Telemedicine adoption is another key factor. Telemedicine, the use of technology to deliver healthcare remotely, can be particularly beneficial in rural areas where access to in-person appointments may be limited. Assessing the extent to which doctors in 41214 and Debord utilize telemedicine for COPD management requires investigating the availability of virtual consultations, remote monitoring of patients' vital signs, and the use of telehealth platforms for medication management and patient education. Practices that embrace telemedicine can potentially improve access to care, reduce the burden on patients, and enhance overall disease management.

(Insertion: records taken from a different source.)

PR #27497, opened 2022-10-25
Update etcd scaling test for CPMS supported platforms

hasbro17:
Resolves: https://issues.redhat.com/browse/ETCD-329

The vertical scaling test workflow needs to account for the presence of the ControlPlaneMachineSet(CPMS) in which case it should not manually add new machines which would get deleted by the CPMSO which reconciles the control plane to the desired number of machines in spec.replicas.

This PR adds a new workflow that utilizes the CPMSO to automatically scale-up and scale-down when the platform supports CPMS (or detects its presence).

### DIFF
--- a/test/extended/etcd/helpers/helpers.go
+++ b/test/extended/etcd/helpers/helpers.go
@@ -3,6 +3,7 @@ package helpers
 import (
 	"context"
 	"fmt"
+	"sort"
 	"strings"
 	"time"
 
@@ -10,8 +11,10 @@ import (
 	o "github.com/onsi/gomega"
 
 	configv1 "github.com/openshift/api/config/v1"
+	machinev1 "github.com/openshift/api/machine/v1"
 	machinev1beta1 "github.com/openshift/api/machine/v1beta1"
 	machineclient "github.com/openshift/client-go/machine/clientset/versioned"
+	machinev1client "github.com/openshift/client-go/machine/clientset/versioned/typed/machine/v1"
 	machinev1beta1client "github.com/openshift/client-go/machine/clientset/versioned/typed/machine/v1beta1"
 
 	bmhelper "github.com/openshift/origin/test/extended/baremetal"
@@ -176,6 +179,91 @@ func recoverClusterToInitialStateIfNeeded(ctx context.Context, t TestingT, machi
 				t.Logf("successfully deleted an excessive machine %q from the API (perhaps, created by a previous test)", machine.Name)
 			}
 		}
+		return true, nil
+	})
+}
+
+func DeleteSingleMachine(ctx context.Context, t TestingT, machineClient machinev1beta1client.MachineInterface) (string, error) {
+	waitPollInterval := 15 * time.Second
+	waitPollTimeout := 5 * time.Minute
+	t.Logf("Waiting up to %s to delete a machine", waitPollTimeout.String())
+
+	machineToDelete := ""
+	err := wait.Poll(waitPollInterval, waitPollTimeout, func() (bool, error) {
+		machineList, err := machineClient.List(ctx, metav1.ListOptions{LabelSelector: masterMachineLabelSelector})
+		if err != nil {
+			return isTransientAPIError(t, err)
+		}
+
+		// Machine names are suffixed with an index number (e.g "ci-op-xlbdrkvl-6a467-qcbkh-master-0")
+		// so we sort to pick the lowest index, e.g master-0 in this example
+		machineNames := []string{}
+		for _, m := range machineList.Items {
+			machineNames = append(machineNames, m.Name)
+		}
+		sort.Strings(machineNames)
+		machineToDelete = machineNames[0]
+		t.Logf("attempting to delete machine %q", machineToDelete)
+
+		if err := machineClient.Delete(ctx, machineToDelete, metav1.DeleteOptions{}); err != nil {
+			// The machine we just listed should be present but if not, error out
+			if apierrors.IsNotFound(err) {
+				t.Logf("machine %q was listed but not found or already deleted", machineToDelete)
+				return false, fmt.Errorf("machine %q was listed but not found or already deleted", machineToDelete)
+			}
+			return isTransientAPIError(t, err)
+		}
+		t.Logf("successfully deleted machine %q", machineToDelete)
+
+		return true, nil
+	})
+
+	return machineToDelete, err
+}
+
+// IsCPMSActive returns true if the current platform's has an active CPMS
+// Not all platforms are supported (as of 4.12 only AWS and Azure)
+// See https://github.com/openshift/cluster-control-plane-machine-set-operator/tree/main/docs/user#supported-platforms
+func IsCPMSActive(ctx context.Context, t TestingT, cpmsClient machinev1client.ControlPlaneMachineSetInterface) (bool, error) {
+	// The CPMS singleton in the "openshift-machine-api" namespace is named "cluster"
+	// https://github.com/openshift/cluster-control-plane-machine-set-operator/blob/bba395abab62fc12de4a9b9b030700546f4b822e/pkg/controllers/controlplanemachineset/controller.go#L50-L53
+	cpms, err := cpmsClient.Get(ctx, "cluster", metav1.GetOptions{})
+	if err != nil {
+		if apierrors.IsNotFound(err) {
+			return false, nil
+		}
+		return false, err
+	}
+
+	// The CPMS state must be active in order for the platform to be supported
+	// See https://github.com/openshift/cluster-control-plane-machine-set-operator/blob/7961d1457c6aef26d3b1dafae962da2a2aba18ef/docs/user/installation.md#anatomy-of-a-controlplanemachineset
+	if cpms.Spec.State != machinev1.ControlPlaneMachineSetStateActive {
+		return false, nil
+	}
+
+	return true, nil
+}
+
+// EnsureReadyReplicasOnCPMS checks if status.readyReplicas on the cluster CPMS is n
+// this effectively counts the number of control-plane machines with the provider state as running
+func EnsureReadyReplicasOnCPMS(ctx context.Context, t TestingT, expectedReplicaCount int, cpmsClient machinev1client.ControlPlaneMachineSetInterface) error {
+	waitPollInterval := 5 * time.Second
+	waitPollTimeout := 10 * time.Minute
+	t.Logf("Waiting up to %s for the CPMS to have status.readyReplicas = %v", waitPollTimeout.String(), expectedReplicaCount)
+
+	return wait.Poll(waitPollInterval, waitPollTimeout, func() (bool, error) {
+		cpms, err := cpmsClient.Get(ctx, "cluster", metav1.GetOptions{})
+		if err != nil {
+			return isTransientAPIError(t, err)
+		}
+
+		if cpms.Status.ReadyReplicas != int32(expectedReplicaCount) {
+			t.Logf("expected %d ready replicas on CPMS, got: %v,", expectedReplicaCount, cpms.Status.ReadyReplicas)
+			return false, nil
+		}
+
+		t.Logf("CPMS has reached the desired number of ready replicas: %v,", cpms.Status.ReadyReplicas)
+
 		return true, nil
 	})
 }
--- a/test/extended/etcd/vertical_scaling.go
+++ b/test/extended/etcd/vertical_scaling.go
@@ -44,6 +44,7 @@ var _ = g.Describe("[sig-etcd][Feature:EtcdVerticalScaling][Suite:openshift/etcd
 		machineClientSet, err := machineclient.NewForConfig(oc.KubeFramework().ClientConfig())
 		o.Expect(err).ToNot(o.HaveOccurred())
 		machineClient := machineClientSet.MachineV1beta1().Machines("openshift-machine-api")
+		cpmsClient := machineClientSet.MachineV1().ControlPlaneMachineSets("openshift-machine-api")
 		kubeClient := oc.KubeClient()
 
 		// make sure it can be run on the current platform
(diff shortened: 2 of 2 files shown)


hasbro17:
/hold
Until the scaling jobs pass on all platforms

test/extended/etcd/vertical_scaling.go
```diff
@@ -54,6 +55,64 @@ var _ = g.Describe("[sig-etcd][Feature:EtcdVerticalScaling][Suite:openshift/etcd
...
+			framework.Logf("Waiting for machine %q to be replaced", machineName)
+
+			memberName, err := scalingtestinglibrary.MachineNameToEtcdMemberName(ctx, oc.KubeClient(), machineClient, machineName)
+			err = errors.Wrapf(err, "failed to get etcd member name for deleted machine: %v", machineName)
+			o.Expect(err).ToNot(o.HaveOccurred())
+
+			// step 2: wait until the CPMSO scales-up by creating a new machine
+			// We need to check the cpms' status.readyReplicas because the phase of one machine will always be Deleting
+			// so we can't use EnsureMasterMachinesAndCount() since that looks for non-Deleting machines
+			err = scalingtestinglibrary.EnsureReadyReplicasOnCPMS(ctx, g.GinkgoT(), 4, cpmsClient)
```
hasbro17, line 78: Seems like we should watch for `replicas` instead of `readyReplicas`. The latter may never surge to 4 in this case as the deleted machine's member can get removed before we scale up.

From https://prow.ci.openshift.org/view/gs/origin-ci-test/pr-logs/pull/27497/pull-ci-openshift-origin-master-e2e-aws-ovn-etcd-scaling/1603457840947662848


Member removed at `19:19:21`
```
2022-12-15T19:19:21.221655410Z I1215 19:19:21.221269       1 event.go:285] Event(v1.ObjectReference{Kind:"Deployment", Namespace:"openshift-etcd-operator", Name:"etcd-operator", UID:"16340e00-06fa-4526-9dc4-3da772936f35", APIVersion:"apps/v1", ResourceVersion:"", FieldPath:""}): type: 'Normal' reason: 'MemberRemove' removed member with ID: 2485787822400865737
2022-12-15T19:19:21.221655410Z I1215 19:19:21.221529       1 event.go:285] Event(v1.ObjectReference{Kind:"Deployment", Namespace:"openshift-etcd-operator", Name:"etcd-operator", UID:"16340e00-06fa-4526-9dc4-3da772936f35", APIVersion:"apps/v1", ResourceVersion:"", FieldPath:""}): type: 'Normal' reason: 'ScaleDown' successfully removed member: [ url: 10.0.182.231, name: ip-10-0-182-231.ec2.internal, id: 2485787822400865737 ] from the cluster
```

The integration of mental health resources is a vital, often overlooked, aspect of COPD care. COPD can significantly impact a patient's mental and emotional well-being, leading to anxiety, depression, and social isolation. Assessing the availability of mental health services within the local healthcare system is crucial. This includes evaluating the presence of mental health professionals who specialize in treating patients with chronic respiratory conditions, the accessibility of these services, and the integration of mental health care into the overall COPD treatment plan. Practices that offer integrated mental health support are better equipped to address the holistic needs of their patients.

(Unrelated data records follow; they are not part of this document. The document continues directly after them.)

PR #27508, opened 2022-11-01
Add test risk analysis html for spyglass

xueqzhan:
[TRT-644](https://issues.redhat.com/browse/TRT-644)

### DIFF
--- a/e2echart/test-risk-analysis.html
+++ b/e2echart/test-risk-analysis.html
@@ -1,0 +1,104 @@
+<html lang="en">
+<head>
+    <title>Risk Analysis</title>
+    <script src="https://code.jquery.com/jquery-3.2.1.min.js"></script>
+    <meta name="description"
+          content="Risk analysis is performed by Sippy to attempt to determine if the failures in this job are abnormal when compared to results for similar jobs over the past week, and amidst on-going incidents in the CI infrastructure. Risk analysis API will not catch everything and is a relatively simple implementation today, please reach out to the Technical Release Team if you spot abnormalities or have suggestions.">
+</head>
+<body onLoad="buildTestCaseTable('#test_case_results')">
+<p>
+    <a target="_blank" href="TEST_RISK_ANALYSIS_SIPPY_URL_GOES_HERE">Link to Sippy</a>
+</p>
+
+<table id="test_case_results" border="1" width="100%">
+</table>
+<p>&nbsp;</p>
+
+<script>
+    var testResult = TEST_RISK_ANALYSIS_JSON_GOES_HERE
+    var testLinkPrefix = "https://sippy.dptools.openshift.org/sippy-ng/tests/"
+    var testLinkSuffix = "/analysis?test="
+
+    function buildOpenBugs(openBugs) {
+        td$ = $('<td/>')
+        if (openBugs.length > 0) {
+            cell$ = $('<ul/>')
+            for (var i = 0; i < openBugs.length; i++) {
+                li$ = $('<li>')
+                bug = "<a target=\"_blank\" href=" + openBugs[i].url + ">" + openBugs[i].id + "</a>: " + openBugs[i].summary
+                li$.append($('<li>').html(bug))
+                cell$.append(li$)
+            }
+            td$.append(cell$)
+        }
+        return td$
+    }
+
+    function buildRiskReasons(reasons) {
+        td$ = $('<td/>')
+        if (reasons.length > 0) {
+            cell$ = $('<ul/>')
+            for (var i = 0; i < reasons.length; i++) {
+                li$ = $('<li>')
+                li$.append($('<li>').html(reasons[i]))
+                cell$.append(li$)
+            }
+            td$.append(cell$)
+        }
+        return td$
+    }
+
+    function buildRiskLevel(level) {
+        td$ = $('<td/>')
+        if (level.Level >= 10) {
+            td$.css("background-color", "red");
+        } else if (level.Level >= 5) {
+            td$.css("background-color", "yellow");
+        } else {
+            td$.css("background-color", "green");
+        }
+        td$.append(level.Name)
+        return td$
+    }
+
+    // Build Test Case Table
+    function buildTestCaseTable(selector) {
+        // Add table headers
+        addColumnHeaders(selector);
+
+        // Build Overall Row
+        var row$ = $('<tr/>');
+        row$.append($('<td/>').html("Overall"));
+        row$.append(buildRiskLevel(testResult.OverallRisk.Level))
+        row$.append(buildRiskReasons(testResult.OverallRisk.Reasons))
+        row$.append(buildOpenBugs(testResult.OpenBugs))
+        $(selector).append(row$);
+
+        // First sort the tests by risk factor
+        testResult.Tests.sort(function(a, b){return b.Risk.Level.Level - a.Risk.Level.Level})
+        // Build rows for all tests
+        for (var i = 0; i < testResult.Tests.length; i++) {
+            var row$ = $('<tr/>');
+            testUrl = encodeURI(testLinkPrefix + testResult.Release + testLinkSuffix + testResult.Tests[i].Name)
+            row$.append($('<td/>').html("<a target=\"_blank\" href=" + testUrl + ">" + testResult.Tests[i].Name + "</a>"));
+            row$.append(buildRiskLevel(testResult.Tests[i].Risk.Level))
+            row$.append(buildRiskReasons(testResult.Tests[i].Risk.Reasons))
+            row$.append(buildOpenBugs(testResult.Tests[i].OpenBugs))
+            $(selector).append(row$);
+        }
+    }
+
+    function addColumnHeaders(selector) {
+        var headerTr$ = $('<tr/>');
+        headerTr$.append($('<th/>').html("Test Name"));
+        headerTr$.append($('<th/>').html("Risk Level"));
+        headerTr$.append($('<th/>').html("Risk Reason"));
+        headerTr$.append($('<th/>').html("Open Bugs"));
+
+        $(selector).append(headerTr$);
+    }
+
+</script>
+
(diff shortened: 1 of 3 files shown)


dgoodwin:
I need this asap, but I can't find any results in the presubmits that show it working, is there a non aggregated job we could use with payload-job command ken?

dgoodwin:
Wrong PR :0 ignore last comment. :)

e2echart/test-risk-analysis.html
```diff
@@ -0,0 +1,106 @@
...
+<body onLoad="buildTestCaseTable('#test_case_results')">
+<h1>
+</h1>
+<p>
+    "Risk analysis is performed by Sippy[<a href="TEST_RISK_ANALYSIS_SIPPY_URL_GOES_HERE">link</a>] to attempt to
+    determine if the failures in this job are abnormal when compared to results for similar jobs over the past week,
+    and amidst on-going incidents in the CI infrastructure. Risk analysis API will not catch everything and is a
+    relatively simple implementation today, please reach out to the Technical Release Team if you spot abnormalities
+    or have suggestions."
+</p>
```
stbenjam, line 15: Spyglass supports "info" tooltips, if you'd prefer to put most of this info except maybe the link in there.  Example:

https://github.com/openshift/release/blob/9548766e2f234917b40732d279fa1fe6cf7f6dad/ci-operator/step-registry/gather/extra/gather-extra-commands.sh#L577-L579

pkg/riskanalysis/cmd.go
```diff
@@ -91,5 +93,16 @@ func (opt *Options) Run() error {
 	}
 	fmt.Fprintf(opt.Out, "Successfully wrote: %s\n", outputFile)
 
+	// Write html file for spyglass
+	riskAnalysisHTMLTemplate := testdata.MustAsset("e2echart/test-risk-analysis.html")
+	title := fmt.Sprintf("Risk Analysis For Job: %s, ID: %d", finalProwJobRun.ProwJob, finalProwJobRun.ID)
```
stbenjam, line 98: Nit: the spyglass page already has the job name and ID prominently displayed at the top, I'd omit this and just leave it as "Risk Analysis"

e2echart/test-risk-analysis.html
xueqzhan: Does the tooltip support links? If one puts the cursor on and get the tooltip, can he click on the link to get to sippy? I just experimented and it doesn't seem to support that.

stbenjam: Right, I suggested not putting the link.  You can leave it here if you want, but it'd be more consistent if we described what the page is doing in the tooltip.

xueqzhan: Devan suggested the link. @dgoodwin do you prefer this text in tooltip without the link to Sippy, or a paragraph on the top of the page?

dgoodwin: My thought was here was just to link to top level Sippy page, so a user could see what it was. Not directly to risk analysis. I can live without either though if anyone feels strongly.

And if we keep it, I'd just do the word Sippy as the link, not a [] after it, that was just markdown slipping into my suggestions for the card.

stbenjam: Sorry if I wasn't clear, I just meant putting the link outside of the tooltip somewhere on the page would be fine.

e2echart/test-risk-analysis.html
```diff
@@ -0,0 +1,108 @@
...
+          abnormal when compared to results for similar jobs over the past week, and amidst on-going incidents
+          in the CI infrastructure. Risk analysis API will not catch everything and is a relatively simple
+          implementation today, please reach out to the Technical Release Team if you spot abnormalities or
+          have suggestions.">
+</head>
+<body onLoad="buildTestCaseTable('#test_case_results')">
+<h1>
+</h1>
+<p>
+    "<a href="TEST_RISK_ANALYSIS_SIPPY_URL_GOES_HERE">Link to Sippy</a>"
```
stbenjam, line 16: https://gcsweb-ci.apps.ci.l2s4.p1.openshiftapps.com/gcs/origin-ci-test/pr-logs/pull/27508/pull-ci-openshift-origin-master-e2e-aws-ovn-serial/1589660281175281664/artifacts/e2e-aws-ovn-serial/openshift-e2e-test/artifacts/junit/test-risk-analysis.html

I don't think this should be in quotes.  

This also just goes to the main page, will it eventually go somewhere else?

stbenjam:
Is there a corresponding PR to openshift/release to add this as an HTML page spyglass should show? There's no reason it can't be there now so we could see the results in the presubmits

e2echart/test-risk-analysis.html
```diff
@@ -0,0 +1,108 @@
...
+        row$.append(buildRiskReasons(testResult.OverallRisk.Reasons))
+        row$.append(buildOpenBugs(testResult.OpenBugs))
+        $(selector).append(row$);
+
+        // First sort the tests by risk factor
+        testResult.Tests.sort(function(a, b){return b.Risk.Level.Level - a.Risk.Level.Level})
+        // Build rows for all tests
+        for (var i = 0; i < testResult.Tests.length; i++) {
+            var row$ = $('<tr/>');
+            row$.append($('<td/>').html(testResult.Tests[i].Name));
```
stbenjam, line 87: Is it possible to put a link to the test analysis page in Sippy for each test? That seems more useful to me than a link to the main page of sippy

e2echart/test-risk-analysis.html
xueqzhan: There is nothing planned for this. The risk analysis API requires a body. The top page of Sippy is put here just for convenience purposes. I am open for suggestions though.

e2echart/test-risk-analysis.html
xueqzhan: > Is there a corresponding PR to openshift/release to add this as an [HTML page spyglass should show](https://github.com/openshift/release/blob/master/core-services/prow/02_config/_config.yaml#L108-L114)? There's no reason it can't be there now so we could see the results in the presubmits

@deepsm007 Deep has a PR here: https://github.com/openshift/release/pull/33731

You meant that PR can be merged now so that we can see the spyglass in our job runs. Good point.

e2echart/test-risk-analysis.html
```diff
@@ -0,0 +1,107 @@
...
+        row$.append(buildOpenBugs(testResult.OpenBugs))
+        $(selector).append(row$);
+
+        // First sort the tests by risk factor
+        testResult.Tests.sort(function(a, b){return b.Risk.Level.Level - a.Risk.Level.Level})
+        // Build rows for all tests
+        for (var i = 0; i < testResult.Tests.length; i++) {
+            var row$ = $('<tr/>');
+            testUrl = encodeURI(testLinkPrefix + testResult.Release + testLinkSuffix + testResult.Tests[i].Name)
+            row$.append($('<td/>').html("<a href=" + testUrl + ">" + testResult.Tests[i].Name + "</a>"));
```
stbenjam, line 86: Can we get this to open in a new tab?

```suggestion
            row$.append($('<td/>').html("<a target="_blank" href=" + testUrl + ">" + testResult.Tests[i].Name + "</a>"));
```

stbenjam:
It looks like the table is getting cut off, do we control the size of the iframe? The intervals chart seems to be able to be taller.

image

e2echart/test-risk-analysis.html
```diff
@@ -0,0 +1,107 @@
...
+    <meta name="description"
+          content="Risk analysis is performed by Sippy to attempt to determine if the failures in this job are
+          abnormal when compared to results for similar jobs over the past week, and amidst on-going incidents
+          in the CI infrastructure. Risk analysis API will not catch everything and is a relatively simple
+          implementation today, please reach out to the Technical Release Team if you spot abnormalities or
+          have suggestions.">
+</head>
+<body onLoad="buildTestCaseTable('#test_case_results')">
+<p>
+    <a href="TEST_RISK_ANALYSIS_SIPPY_URL_GOES_HERE">Link to Sippy</a>
```
stbenjam, line 14:
```suggestion
    <a target="_blank" href="TEST_RISK_ANALYSIS_SIPPY_URL_GOES_HERE">Link to Sippy</a>
```

e2echart/test-risk-analysis.html
```diff
@@ -0,0 +1,107 @@
...
+    var testLinkPrefix = "https://sippy.dptools.openshift.org/sippy-ng/tests/"
+    var testLinkSuffix = "/analysis?test="
+
+    function buildOpenBugs(openBugs) {
+        td$ = $('<td/>')
+        if (openBugs.length > 0) {
+            cell$ = $('<ul/>')
+            for (var i = 0; i < openBugs.length; i++) {
+                li$ = $('<li>')
+                bug = "<a href=" + openBugs[i].url + ">" + openBugs[i].id + "</a>: " + openBugs[i].summary
```
stbenjam, line 31:
```suggestion
                bug = "<a target=\"_blank\" href=" + openBugs[i].url + ">" + openBugs[i].id + "</a>: " + openBugs[i].summary
```

e2echart/test-risk-analysis.html
```diff
@@ -0,0 +1,107 @@
...
+<head>
+    <title>Risk Analysis</title>
+    <script src="https://code.jquery.com/jquery-3.2.1.min.js"></script>
+    <meta name="description"
+          content="Risk analysis is performed by Sippy to attempt to determine if the failures in this job are
+          abnormal when compared to results for similar jobs over the past week, and amidst on-going incidents
+          in the CI infrastructure. Risk analysis API will not catch everything and is a relatively simple
+          implementation today, please reach out to the Technical Release Team if you spot abnormalities or
+          have suggestions.">
+</head>
```
stbenjam, line 11: Can we get the text all on one line? Seems to not like the white space.

image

To gain a comprehensive understanding of the COPD care landscape, it's necessary to evaluate the presence of pulmonary rehabilitation programs in the area. These programs, which combine exercise, education, and support, are proven to improve lung function, reduce symptoms, and enhance the quality of life for COPD patients. Assessing the availability, accessibility, and quality of these programs is essential.
The analysis also needs to consider the availability of resources for smoking cessation. Smoking is a primary cause of COPD, and helping patients quit smoking is crucial for disease management and preventing further lung damage. Evaluating the availability of smoking cessation programs, counseling services, and pharmacological interventions within the local healthcare system is critical.

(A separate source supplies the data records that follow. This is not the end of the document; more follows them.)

PR #27525, opened 2022-11-04
OCPBUGS-3282: Fix apigroup tag missing closing brace.

dgoodwin:
This was causing the test to be skipped:

: [sig-scheduling][Early] The openshift-console console pods [apigroup:console.openshift.io should be scheduled on different nodes [Suite:openshift/conformance/parallel]
Reason: skipped because the following required API groups are missing: console.openshift.io should be scheduled on different nodes [Suite:openshift/conformance/parallel


dgoodwin:
/jira refresh

Aparently there's target version and fix version.

PR #27528, opened 2022-11-07
Set Jakub as a Test Platform team lead

petr-muller:
cc @jmguzik


jmguzik (approved):

petr-muller:
Looks like this also needs a `/lgtm`

PR #27405, opened 2022-09-07
Add bond cni test

mmirecki:
Adding a test case for the bond-cni.
The test checks if a pod with a bond is created successfully, and then checks connectivity between two pods with bond interfaces.

PR #27536, opened 2022-11-09
[release-4.12] Add bond cni test

mmirecki:
4.12 backport of https://github.com/openshift/origin/pull/27405
Adding a test case for the bond-cni.
The test checks if a pod with a bond is created successfully, and then checks connectivity between two pods with bond interfaces.


mmirecki:
/close
This was backported as part of: https://github.com/openshift/origin/pull/27541

PR #27547, opened 2022-11-14
OCPBUGS-3633: Revert "Merge pull request #27533 from dgoodwin/merge-alert-backstops"

dgoodwin:
[TRT-674](https://issues.redhat.com//browse/TRT-674)

This reverts commit a747f94e25fcedd563822052834546a2becdf4a3, reversing
changes made to 63e7542266cce22ac87c5658e749ceb4c88fe7e6.

There appears to be a problem with recording flakes, none in 4.13 jobs since Nov 4th. There was some odd flaking code I moved here, but tried to maintain compatibility. I suspect some of the magic involved in reporting a flake for the currently running test doesn't work if you move the code for some reason. 

Due to this we're now failing payloads because we don't get enough results, I think because we usually flake this test and now are below 6 results because those don't get recorded.

4.12 is more confusing, this code should be live there, payloads are failing the same way, but I do still see some flakes getting reported in 4.12 jobs...


dgoodwin:
Bot seems a little confused. Says it's still waiting on these but they were successfully run.

/override ci/prow/e2e-aws-ovn-serial ci/prow/e2e-gcp-ovn-upgrade

PR #27552, opened 2022-11-15
Revert "refactor how tests are run"

dgoodwin:
Reverts openshift/origin#27516

We suspect this has caused problems with flakes when a certain function is used (testresult.Flakef)

Test revert.


dgoodwin:
I think we got it fixed in: https://github.com/openshift/origin/pull/27553

PR #27554, opened 2022-11-16
OCPBUGS-3819: Add bond cni test

mmirecki:
Adding a test case for the bond-cni.
The test checks if a pod with a bond is created successfully, and then checks connectivity between two pods with bond interfaces.


mmirecki:
/cc @knobunc
Could you please take a look

mmirecki:
@knobunc @deads2k @dcbw @danwinship @smarterclayton @bparees @mfojtik 
Can you please take a look at this?

mmirecki:
@dgoodwin @akram @coreydaley @dmage @gangwgr @jadhaj @jitendar-singh
Could you please apply the  backport-risk-assessed, cherry-pick-approved labels?
Thanks

mmirecki:
@kasturinarra @pamoedom @prietyc123 @stbenjam 
Can you please apply the backport-risk-assessed  label?
Thanks

pamoedom:
Hi @mmirecki, please note that from the persons you pinged above, only @stbenjam has credentials to add `backport-risk-assessed` label. You can check [here](https://github.com/openshift/release/blob/master/core-services/prow/02_config/openshift/origin/_pluginconfig.yaml) the whole list for both labels if needed.

Regards.

bparees:
i'll apply it manually.  Given this is affecting tests and not production code, the risk is low (the only real risk is that it opens a hole for a regression to be introduced elsewhere, and since it's adding tests, not changing them, that risk is also low)

PR #27553, opened 2022-11-15
OCPBUGS-3633: Fix flake reporting for certain tests.

dgoodwin:
In PR #27516 we suspect reporting of flakes broke due to a missed
assumption that test.flake accompanied test.success. Our new goal is to
more clearly have just one status set, so we're going to lean into the
new approach and properly break out the flake state into it's own case.

PR #27559, opened 2022-11-17
Flake and improve alert tests

dgoodwin:
TRT has decided with input from @deads2k that we're ok with moving the generic alert backstop tests to always flake, as the signal is not as high value. The post-upgrade alert test fails 30% of the time globally, and the post-conformance variant is also not stellar, and both disproportionately affect certain NURPs.

In sippy as of https://github.com/openshift/sippy/pull/685 we will begin tracking the reasons this test is flaking in the db by storing metadata about what alerts fired, so we'll have good insight into what may be causing issues, provided somebody remembers to look.

PR also re-introduces the refactor to merge the two backstop alert tests into a common code path, which they once were forked from. We thought this caused a regression, turned out it was something else, so this change should be good provided we start getting good payloads again after https://github.com/openshift/origin/pull/27553.

Also improves output of the alert tests for better parsing in sippy. Clearly identifies if we accept or reject the failure, and if there  is an associated bug.

### DIFF
--- a/pkg/alerts/allowed_conformance.go
+++ b/pkg/alerts/allowed_conformance.go
@@ -1,0 +1,100 @@
+package alerts
+
+import (
+	"context"
+
+	configv1 "github.com/openshift/api/config/v1"
+	configclient "github.com/openshift/client-go/config/clientset/versioned"
+	helper "github.com/openshift/origin/test/extended/util/prometheus"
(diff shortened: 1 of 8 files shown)


dgoodwin:

The job just missed on pod sandbox.
Checked optional jobs, mostly aws install failures, which seem far more common than sippy indicates they are lately.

Finally, a critical component of the analysis is evaluating the availability of resources for patient education. COPD patients need to be educated about their condition, treatment options, and self-management strategies. Assessing the availability of patient education materials, support groups, and educational programs within the local healthcare system is crucial for empowering patients to actively participate in their care.
In conclusion, a comprehensive COPD score analysis for doctors in ZIP Code 41214 and primary care availability in Debord requires a detailed assessment of physician-to-patient ratios, the identification of standout practices, the evaluation of telemedicine adoption, and the consideration of mental health resources, pulmonary rehabilitation programs, smoking cessation programs, and patient education resources. This holistic approach provides a more accurate picture of the care available to COPD sufferers in this rural Kentucky region.
For a visual representation of the healthcare landscape in 41214 and Debord, including the location of healthcare providers, patient demographics, and access to resources, consider exploring the interactive mapping capabilities offered by CartoChrome maps. They can provide valuable insights and aid in identifying areas for improvement.